Given that 𝑧 one is equal to six cos four 𝜃 plus 𝑖 sin four 𝜃 and 𝑧 two is equal to a third of sin 𝜃 plus 𝑖 cos two 𝜃, where zero is less than 𝜃 which is less than 90 degrees, determine the trigonometric form of 𝑧 one 𝑧 two.
A complex number, is in polar form. If it looks like this 𝑧 is equal to 𝑟 cos 𝜃 plus 𝑖 sin 𝜃. Notice that our second complex number is not in this form. So we’ll first need to perform some clever manipulation to transform it. Recall the relationship between the sine and cosine curve. They’re translations of one another such that sin of 𝜃 is equal to cos of 90 minus 𝜃.
We can therefore say that sin of two 𝜃 must be equal to cos of 90 minus two 𝜃. We also know that cos of 𝜃 is equal to sin of 90 minus 𝜃. So that means that cos of two 𝜃 must be equal to sin of 90 minus two 𝜃. And we can therefore write 𝑧 two now as a third of cos of 90 minus two 𝜃 plus 𝑖 sin of 90 minus two 𝜃. We need to find the product of 𝑧 one and 𝑧 two. Recall the product formula. This says that for two complex numbers expressed in polar form, 𝑧 one with a modulus of 𝑟 one and an argument of 𝜃 one and 𝑧 two with a modulus of 𝑟 two and an argument of 𝜃 two, their product can be found by multiplying their moduli and adding their arguments.
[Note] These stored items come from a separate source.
Issue #863, opened 2023-02-02
Turn on/off all lights (no area specified)


helldog136:
Hi, 

I just tested the new intents and Assist doesn't seem to understand the intent of turning on (or off) all the lights without specifying an area. I think that this should be a nice addition.

Thanks again for all the nice work :)
Kind regards

TheFes:
Please specify the language you are using

synesthesiam:
We're avoiding adding sentences like this because it may have unintended consequences for some users. Without specifying an area, this would turn on or off every light entity on every device in your house. This is definitely possible to do with a custom sentence + automation, though.

piitaya:
IMO, it can be good to have thing for some domain. I often use "close all shutters" with Siri or Google Assistant. Both support it. Of course, the word "all" must be present in the sentence.

piitaya:
IMO, it can be good to have thing for some domain. I often use "close all shutters" with Siri or Google Assistant. Both support it. Of course, the word "all" must be present in the sentence.

TheFes:
> IMO, it can be good to have this for some domains/device classes. I often use "close all shutters" with Siri or Google Assistant. Both support it. Of course, the word "all" must be present in the sentence.

I think if you say 'Turn of the light` in a room without a light to Google Assistant, it will turn off all lights.
I've accidentally turned on all lights more than once (In the evening, while the kids were sleeping.. That's not so good for the HAF)

piitaya:
I can confirm, if the speaker is in a room without light, it will turn on/off all the lights (pretty bad experience)

TheFes:
@synesthesiam should I remove the turn all off sentences from Dutch? Or should they work.
I see I actually didn't make `all` or `everywhere` mandatory, so I will either add that, or remove the sentences completely

synesthesiam:
Sorry for the late reply! I see the PR for making them mandatory has already been merged, which is what I would have recommended :stuck_out_tongue:

TheFes:
@synesthesiam Yes, without it a simple `light off` (in Dutch) would have turned everything off..
But does it also work in the nightly now? Unfortunately my nightly VM broke, and I didn't have time to fix it yet, so I can't test it :)

synesthesiam:
I'll have to check on nightly.

PR #961, opened 2023-02-09
[NL] alle/overal mandatory when turning all off

TheFes:
Avoid you can simply say `lampen uit` to turn off all lights.


TheFes:
Also related to https://github.com/home-assistant/intents/issues/863

TyzzyT:
Looking good!

balloob (approved):

PR #969, opened 2023-02-09
[NB] Min / max light brightness

svarthvitt:
Adding min/max brightness with tests. A few clean-ups along the way.

### DIFF
--- a/sentences/nb/light_HassLightSet.yaml
+++ b/sentences/nb/light_HassLightSet.yaml
@@ -1,25 +1,41 @@
-language: nb
+language: "nb"
 intents:
   HassLightSet:
     data:
       - sentences:
-        - "sett <navn> [til] [lysstyrke] [til] <lysstyrke>"
-        - "sett lysstyrke[n] <i_på> <navn> til <lysstyrke>"
+        - "<endre> <navn> [til] [lysstyrke] [til] <lysstyrke>"
+        - "<endre> lysstyrke[n] <i_på> <navn> til <lysstyrke>"
         response: brightness
       - sentences:
-          - "sett lysstyrke[n] <i_på> <område> til <lysstyrke>"
-          - "sett <område> [til] [lysstyrke[n]] [til] <lysstyrke>"
+          - "<endre> lysstyrke[n] <i_på> <område> til <lysstyrke>"
+          - "<endre> <område> [til] [lysstyrke[n]] [til] <lysstyrke>"
         slots:
           name: all
         response: brightness
+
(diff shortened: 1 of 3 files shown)


sentences/nb/light_HassLightSet.yaml
```diff
@@ -1,25 +1,41 @@
...
           name: all
         response: brightness
+
+      # Max/Min brightness
       - sentences:
-          - "sett <navn> farge til <farge>"
-          - "sett [farge[n] <i_på>] <navn> til <farge>"
-          - "sett <område>[s][ ]lys"
+          - "<endre> <navn> [til] {brightness_level:brightness}"
+          - "<endre> lysstyrke[n] [til] <navn> til {brightness_level:brightness}"
```
LaStrada, line 19: Should `til` be optional here? Example:
Would you ever say "Endre/sett kjøkkenlys 100%"? Or would you always include `til`?

On the sentence here, the first `til` is optional, but the second one is required.

sentences/nb/light_HassLightSet.yaml
```diff
@@ -1,25 +1,41 @@
...
+        requires_context:
+          domain: light
+        response: "brightness"
+
+      - sentences:
+          - "<endre> lysstyrke[n] <i_på> <område> til {brightness_level:brightness}"
+          - "<endre> <område> [til] [lysstyrke[n]] [til] {brightness_level:brightness}"
```
LaStrada, line 26: Same here. For the first sentence, `til` is required. On the second sentence both `til` are required.

svarthvitt (commented):
Updated based on comments from LaStrada

LaStrada (approved):
Great work!

sentences/nb/light_HassLightSet.yaml
LaStrada: I was mainly thinking of the already optional `til`, maybe a bit poorly written question/comment.

First sentence:
* Sett kjøkkenlys 50%

And for the second sentence:
* Sett lysstyrke kjøkkenlys til 50%

I am not sure how "strict" we should be with that. It is grammatically correct to have the `til` (to) there, like this:
* Sett kjøkkenlys **_til_** 50%
* Sett lysstyrken **_til_** kjøkkenlys **_til_** 50%

The second `til` in the second sentence can be skipped if we want "lazy" people (me included) to skip.

I'm good with this for now and we can revisit sentence like this in the future (including "lazy" people, me included, when writing chatbot texts).

PR #973, opened 2023-02-10
Make je, jij and u optional

TyzzyT:
@TheFes discovered that you can currently not say `Zou de eettafellamp aan mogen?`. This is because `je, jij or u` is mandatory right now. This PR makes it optional.
I also added two tests for the new expansion rule.


TheFes (approved):
Thanks!

PR #979, opened 2023-02-10
Add HassGetState sentences for English

synesthesiam:
This adds some initial sentences for English queries (`HassGetState` intent). Empty templates and responses and added for other languages.

Responses now have access to `state` and two lists of states: `query.matched` and `query.unmatched`. The `state` variable is just the first state that matches the intent. The other two lists are for `HassGetState` specifically.

Like commands, queries can have `name`/`area`/`domain`/`device_class` slots that filter entities. They also have an optional `state` slot with values like "on" or "closed". When the `state` slot is present, `query.matched` will contain entities whose state matches the `state` slot. And `query.unmatched` will contain the entities that passed the filter (name, area, etc.) but whose state does not match the `state` slot.

By checking `query.matched` and `query.unmatched` in your response templates, you can answer questions like "are all windows open in the kitchen?". If `query.unmatched` has anything in it, then the answer is "no". The English responses print out the names of the entities in cases like this.

In the future, we will probably want to create "short" and "long" responses for different clients. For now, though, we're just wanting to get something out to the HA community :slightly_smiling_face:


responses/en/HassGetState.yaml
```diff
@@ -0,0 +1,38 @@
...
+
+      which: |
+        {% if not query.matched: %}
+        Not any
+        {% else: %}
+        {{ query.matched | map(attribute="name") | sort | join(", ") }}
+        {% endif %}
+
+      how_many: |
+        {% if not query.matched: %}
```
balloob, line 34: I guess this is not necessary?

responses/en/HassGetState.yaml
```diff
@@ -0,0 +1,38 @@
...
+        Yes: {{ query.matched | map(attribute="name") | sort | join(", ") }}
+        {% else: %}
+        No
+        {% endif %}
+
+      all: |
+        {% if not query.unmatched: %}
+        Yes
+        {% else: %}
+        No: {{ query.unmatched | map(attribute="name") | sort | join(", ") }}
```
balloob, line 23: : is not good for speech to text. Be explicit of what you want to be said

responses/en/HassGetState.yaml
```diff
@@ -0,0 +1,38 @@
...
+      one: "{{ slots.name }} is {{ state.state_with_unit }}"
+      one_yesno: |
+        {% if query.matched: %}
+        Yes
+        {% else: %}
+        No, {{ slots.name }} is {{ state.state_with_unit }}
+        {% endif %}
+      any: |
+        {% if query.matched: %}
+        Yes: {{ query.matched | map(attribute="name") | sort | join(", ") }}
```
balloob, line 14: Same

responses/en/HassGetState.yaml
synesthesiam: Without this, it's an empty box in Assist :/

PR #2439, opened 2024-10-31
[en] Add more expansions for state values

ViViDboarder:
Found a bunch of state expansions that have terms that are used interchangeably. Expanding them here to improve matching.

I'm working on another PR to expand test sentences and then work towards closing gaps.

## Summary by CodeRabbit

- **New Features**
	- Enhanced input handling for device states, allowing synonyms and variations.
	- Expanded recognition for terms in `cover_states`, `lock_states`, and binary sensor states, including "closed" and "shut," as well as variations for "locked" and "unlocked."
	- Broadened input options for `bs_presence_states`, now accepting "away," "not present," or "gone."
	- Added new test cases for various binary sensors, improving the coverage of the `HassGetState` intent.
	- Introduced a new sentence variation for curtain state inquiries, enhancing natural language processing capabilities.

### DIFF
--- a/sentences/en/_common.yaml
+++ b/sentences/en/_common.yaml
@@ -86,7 +86,7 @@ lists:
         out: "off"
   on_off_domains:
     values:
-      - in: (light|lamp)[s]
+      - in: light[s]
         out: light
       - in: fan[s]
         out: fan
--- a/sentences/en/_common.yaml
+++ b/sentences/en/_common.yaml
@@ -86,7 +86,7 @@ lists:
         out: "off"
   on_off_domains:
     values:
-      - in: light[s]
+      - in: (light|lamp)[s]
         out: light
       - in: fan[s]
         out: fan
@@ -96,11 +96,11 @@ lists:
     values:
       - in: "open"
         out: "open"
-      - in: "closed"
+      - in: "(closed|shut)"
         out: "closed"
       - in: "opening"
         out: "opening"
-      - in: "closing"
+      - in: "(closing|shutting)"
         out: "closing"
   cover_classes:
     values:
@@ -134,7 +134,7 @@ lists:
     values:
       - in: "low"
         out: "on"
-      - in: "normal"
+      - in: "(normal|charged)"
         out: "off"
 
   bs_battery_charging_states:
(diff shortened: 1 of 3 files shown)


mrdarrengriffin (approved):
I like this addition. I wonder if we should also add "full" for batteries also 🤔

sentences/en/_common.yaml
```diff
@@ -86,7 +86,7 @@ lists:
         out: "off"
   on_off_domains:
     values:
-      - in: light[s]
+      - in: (light|lamp)[s]
```
tetele, line 89: The trouble with this is that when you say "turn off the bedroom lamps" without having a lamp, it will turn off LED strips or other stuff from the `light` domain, which is why I've refrained for adding anything other than `"light"` so far.

I'm not saying it's wrong to add it, but that's the end result. Do you think that's acceptable? cc @mrdarrengriffin

tetele (changes requested):
Overall excellent change, with the asterisk on lamps.

However, it would be good to add/edit some tests to use these new state labels.

sentences/en/_common.yaml
ViViDboarder: Hmm. At first I was thinking that it world do no harm, the situation you describe I think is harmless because you have no other device you could be referring to. However, if there was a lamp or two in the room and instead it turned off everything, that could be unexpected. 

I’ll take that out.

tetele:
> However, it would be good to add/edit some tests to use these new state labels. ([source](https://github.com/home-assistant/intents/pull/2439#pullrequestreview-2409648983))

:D

mrdarrengriffin:
> @mrdarrengriffin so the reason I didn't add full is because this was for the binary sensor which I believe typically only states "low" or "not low". So it may not be "full" by what I think someone might expect.

Ah yeah, good point.

ViViDboarder:
> > However, it would be good to add/edit some tests to use these new state labels. ([source](https://github.com/home-assistant/intents/pull/2439#pullrequestreview-2409648983))
> 
> :D

Yea, I can throw some simple ones in. I didn't do that originally because I plan to create a bunch more tests with LLM generated sentences.

ViViDboarder:
Added tests and found a bug with how states for window were mapped. Fixed that too.

tetele (approved):

PR #2448, opened 2024-11-03
Add HassRespond intent

synesthesiam:
Adds a new intent named `HassRespond` that simply returns the response and takes no action.
This intent is meant to hard-code responses to specific questions.

Core support PR: https://github.com/home-assistant/core/pull/129755

## Release Notes

- **New Features**
  - Introduced a new intent, `HassRespond`, allowing the Home Assistant to return responses without performing actions.
  - Added predefined responses for the `HassRespond` intent, enhancing user interaction with greetings and data handling information.
  - Implemented sentence patterns to recognize various user inquiries related to the assistant's capabilities and origin.

- **Tests**
  - Added test cases to ensure the `HassRespond` intent functions correctly, validating responses to user queries.

### DIFF
--- a/responses/en/HassRespond.yaml
+++ b/responses/en/HassRespond.yaml
@@ -2,7 +2,7 @@ language: en
 responses:
   intents:
     HassRespond:
-      default: "Hello from Home Assistant."
+      hello: "Hello from Home Assistant."
       listening: "No, I only record when you speak the wake word."
       data: "Your data is sent to your Home Assistant server."
       commands: "To learn what you can ask, visit H.A. dot I.O. slash voice."
--- a/responses/en/HassRespond.yaml
+++ b/responses/en/HassRespond.yaml
@@ -1,7 +1,7 @@
 language: en
 responses:
   intents:
-    HassHello:
+    HassRespond:
       default: "Hello from Home Assistant."
       listening: "No, I only record when you speak the wake word."
       data: "Your data is sent to your Home Assistant server."
--- a/sentences/en/homeassistant_HassRespond.yaml
+++ b/sentences/en/homeassistant_HassRespond.yaml
@@ -4,7 +4,7 @@ intents:
     data:
       - sentences:
           - "(hello|hi) [home assistant]"
-        response: default
+        response: hello
 
       - sentences:
           - "are you always (listening|recording)"
--- a/sentences/en/homeassistant_HassRespond.yaml
+++ b/sentences/en/homeassistant_HassRespond.yaml
@@ -1,6 +1,6 @@
 language: "en"
 intents:
-  HassHello:
+  HassRespond:
     data:
       - sentences:
           - "(hello|hi) home assistant"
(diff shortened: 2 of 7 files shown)


responses/en/HassRespond.yaml
```diff
@@ -0,0 +1,9 @@
+language: en
+responses:
+  intents:
+    HassRespond:
+      default: "Hello from Home Assistant."
```
balloob, line 5:
```suggestion
      default: "How can I help?"
```

sentences/en/homeassistant_HassRespond.yaml
```diff
@@ -0,0 +1,23 @@
+language: "en"
+intents:
+  HassRespond:
+    data:
+      - sentences:
+          - "(hello|hi) home assistant"
```
balloob, line 6:
```suggestion
          - "(hello|hi)[ home assistant]"
```

responses/en/HassRespond.yaml
balloob: Can we call this something else than default? Or do we always need a default?

balloob (approved):
This is good. I would suggest we also explore in a future PR adding a lint rule to ensure that each sentence block has a mandatory response key defined.

sentences/en/homeassistant_HassRespond.yaml
synesthesiam: "hello" and "hi" by themselves are too short to get recognized until we fix the VAD issue :slightly_frowning_face:

responses/en/HassRespond.yaml
synesthesiam: Maybe say something about needing the wake word, since we don't support conversations yet?

sentences/en/homeassistant_HassRespond.yaml
mrdarrengriffin: Just updated it from `(hello|hi)[ home assistant]` to `(hello|hi) [home assistant]`

mrdarrengriffin: Didn't see Mike's comment but we defo need to get standalone "Hello" or "Hi" commands before production release. Raised on Discord

responses/en/HassRespond.yaml
balloob: Nah, that will be a good time to learn it, and a good reason for us to add conversation support.

TheFes:
Dutch translations are pending in #2449. Will keep an eye on this PR for changes to the EN sentences.

witold-gren:
Polish translations are also pending https://github.com/home-assistant/intents/pull/2450

synesthesiam:
Renamed the `default` response key to `hello`, and then merge :slightly_smiling_face:

tetele:
Note: I am doubtful STTs will be able to transcribe "hello home assistant" most languages other than English

PR #2455, opened 2024-11-04
[en] Expand light_HassTurnOn and light_HassTurnOff with natural sentences

ViViDboarder:
Used an LLM to generate a whole bunch of natural sounding sentences for the intent, cleaned them up by removing some that sounded not so natural, and then updated the sentences to get tests to pass. It also ended up suggesting some new expansions synonym expansions, so those are added to `_common`.


sentences/en/_common.yaml
```diff
@@ -376,15 +376,15 @@ expansion_rules:
...
+  light: "[the ](light|lights|lighting|lamp|lamps|bulb|bulbs|light fixture|light fixtures|light switch|light switches)"
+  turn: "(turn|switch|change|bring)"
   temp: "(temp|temperature)"
   temperature: "{temperature}[([ ]°[ ][{temperature_unit}])|( degrees[ {temperature_unit}])]"
   open: "(open|raise|lift)[ up]"
   close: "(close|shut|lower)[ (up|down)]"
   set: "(set|make|change|turn)"
   numeric_value_set: "(set|change|turn[ (up|down)]|increase|decrease|make)"
-  in: "(in|on|at|of)"
+  in: "(in|on|at|of|across|around|throughout)"
```
tetele, line 387: Is there any way "around" could mean "the areas around the one i'm mentioning"? If so, let's drop it.

sentences/en/_common.yaml
```diff
@@ -376,15 +376,15 @@ expansion_rules:
   are_any: "[<are> ]<any>"
   how_many: "how many[ of the]"
   brightness: "{brightness}[[ ]%| percent]"
-  light: "[the ](light|lights|lighting|lamp|lamps)"
-  turn: "(turn|switch|change)"
+  light: "[the ](light|lights|lighting|lamp|lamps|bulb|bulbs|light fixture|light fixtures|light switch|light switches)"
```
tetele, line 379: I said this before: bulbs, LEDs, chandeliers etc. are not good words to include because it would be weird if a user would say "turn on the bulb" in an area with only LEDs and no light bulbs (or one light bulb and many other lights), then all the lights would unexpectedly turn on. It would work anyway if the user would add the name/alias "bulb" to what they know is an actual light bulb.

Also, if we really want to include it, at least let's make it `[light] bulb`. I really, really don't want to include it, though.

sentences/en/_common.yaml
```diff
@@ -394,8 +394,8 @@ expansion_rules:
   all: "(all[[ of] the]|every[ single]|each[ and every])"
   are_all: "[<are> ]<all>"
   home: "(home|house|appartment|flat)"
-  everywhere: "(everywhere|in (all|each)[[ of] the] room[s]|in every room[s]|in the <home>)"
-  here: "(here|in here|in this room|in the room)"
+  everywhere: "(everywhere|all over|[<in> ](all|each)[[ of] the] room[s]|[<in> ]every room[s]|(in|across|around|throughout) the [(entire|whole) ]<home>|<in> <all> area[s])"
```
tetele, line 397:
```suggestion
  everywhere: "(everywhere|all over|[<in> ](all|each)[[ of] the] room[s]|[<in> ]every room[s]|(in|across|around|throughout|all over) the [(entire|whole) ]<home>|<in> <all> area[s])"
```

sentences/en/_common.yaml
```diff
@@ -394,8 +394,8 @@ expansion_rules:
...
+  here: "(here|[in ]here|[in ](this|the) (room|area|space))"
```
tetele, line 398:
```suggestion
  here: "([in] here|[in] (this|the) (room|area|space))"
```
`(here|[in ]here)` is redundant and we decided to go withe the easily legible stype of `[optional] part` instead of the more optimized `[optional ]part`.

sentences/en/_common.yaml
```diff
@@ -416,4 +416,7 @@ expansion_rules:
 skip_words:
   - "please"
   - "can you"
+  - "could you"
   - "would you"
+  - "for me"
+  - "i'd like"
```
tetele, line 422:
```suggestion
  - "i'd like"
  - "i'd like to"
```

sentences/en/light_HassTurnOn.yaml
```diff
@@ -1,72 +1,83 @@
...
+          - "<turn> on <name> <light> [<in_area_floor>]"
+          - "[<turn>] <area_floor> <name> <light> [to] on"
+          - "[<turn>] <name> <light> [<in_area_floor>] [to] on"
+          - "activate <area_floor> <name> <light>"
+          - "activate <name> <light> [<in_area_floor>]"
+          - "light up <area_floor> <name> <light>"
+          - "light up <name> <light> [<in_area_floor>]"
         requires_context:
           domain: "light"
+
```
tetele, line 17: Comments for each section would be a welcome addition

tetele (changes requested):
I agree with most proposals. The stuff I don't agree with are in comments below.

Two other things:
1. This will have to be ported for `light_HassTurnOff` as well
2. Let's settle on a style for optional parts of sentences: `[optional] part` or `[optional ]part` and use that everywhere.

sentences/en/_common.yaml
mrdarrengriffin: Yeah, I agree

sentences/en/_common.yaml
mrdarrengriffin: Yeah, I would imagine that if I said "around the living room", it would affect rooms next to the living room, but not the living room itself.

ViViDboarder: That interpretation doesn't really resonate with me. Like, If I say "turn on the lights all around my house", I'm generally referring to inside, not perimeter. More like, within the perimeter.

Similar to how someone saying "Let's go around the room" typically refers to within the room, but inclusive of everyone, rather than outside the perimeter.

sentences/en/_common.yaml
ViViDboarder: We discussed this on Discord, so yea. I'll drop this one. I think it makes sense to remove given that bulb, fixture, and switch are too specific and not used generally to refer to "lights".

sentences/en/_common.yaml
tetele: I get your point. The questions is: is "turn on the lights around the bedroom" (1) that common in terms of usage of "around" with any meaning and (2) widespread enough in terms of "around" meaning "inside the room" to mandate the change?

ViViDboarder: Well, I think so. :) For what it's worth, if I ask Siri to "Turn the lights on around the kitchen", all lights in my kitchen go on. Not that it means we _must always_ do what Siri or others do, but it does at least indicate I'm not just an outlier.

tetele: Alrighty, then. Rebase, fix the tests and let's get it merged

tetele (approved):

mrdarrengriffin (approved):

That’s 𝑟 one 𝑟 two multiplied by cos of 𝜃 one plus 𝜃 two plus 𝑖 sin of 𝜃 one plus 𝜃 two. When we multiply the moduli of our two complex numbers together. That’s six multiplied by one third, which is two. Adding their arguments we get four 𝜃 plus 90 minus two 𝜃, which is equal to 90 plus two 𝜃. And we can therefore say the trigonometrical polar form of 𝑧 one 𝑧 two is two multiplied by cos of 90 degrees plus two 𝜃 plus 𝑖 sin of 90 degrees plus two 𝜃.